Drivers

Why "authenticate" a product? It takes time, costs money, it's hard to quantify the benefits, and its inconvenient.

When you stop to consider these questions, you realize that there needs to be a Driver. Some reason that tips a company over the edge to take the time, effort and cost to make it happen. Probably the easiest way to rank these is to think along two axes, one being urgency and the other being the magnitude of risk.

The easiest driver to understand, and the most urgent, is regulatory. Pharma companies will be spending millions on serialization over the next couple of years, not just because they think its the right thing to do, but because governments have required it. And when a regulatory driver is present, the cost goes from being a "hard to quantify" to a "cost of doing business".

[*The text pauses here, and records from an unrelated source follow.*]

PR #1353, opened 2025-03-12
KCOORD-966: Add protocol related fields to list consumer groups api

dongnuo123:
This patch adds two protocol related fields to `ListConsumerGroups` api.

- Group protocol (CLASSIC, CONSUMER, SHARE, UNKNOWN)

- New field to indicate whether a group with the consumer protocol does/does not have all its assigned consumers on the new protocol. The boolean is set to be false for groups using protocols other than CONSUMER.

Beside, it also updates the `state` field to have the new states of the new protocol ASSIGNING and RECONCILING.

### DIFF
--- a/api/v3/openapi.yaml
+++ b/api/v3/openapi.yaml
@@ -2172,6 +2172,8 @@ components:
             - is_simple
             - partition_assignor
             - state
+            - type
+            - is_mixed_consumer_group
             - coordinator
             - consumers
             - lag_summary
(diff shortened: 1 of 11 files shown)


dimitarndimitrov (commented):
@dongnuo123 Can you please update the OpenAPI spec as well? We might just need to update `ConsumerGroupData` with the new fields [here](https://github.com/confluentinc/kafka-rest/blob/master/api/v3/openapi.yaml#L2165-L2194), but do double-check me on that.

silvanli-confluent (approved):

Next is a legal driver. IMO, actual or potential liability & litigation for the effects of a counterfeit product is a much stronger motivator than even the threat of the loss of sales, profits or brand image. It's really hard to quantify how much these issues effect a company, and there's no requirement to report them, but a negative verdict in a liability action almost invariably becomes public, along with the damages awarded.

Finally, value based drivers (loss of sales, profits and/or image) are the ones we're most familiar with, and hear about most often. But they are the hardest to quantify, both on the front and the back end. 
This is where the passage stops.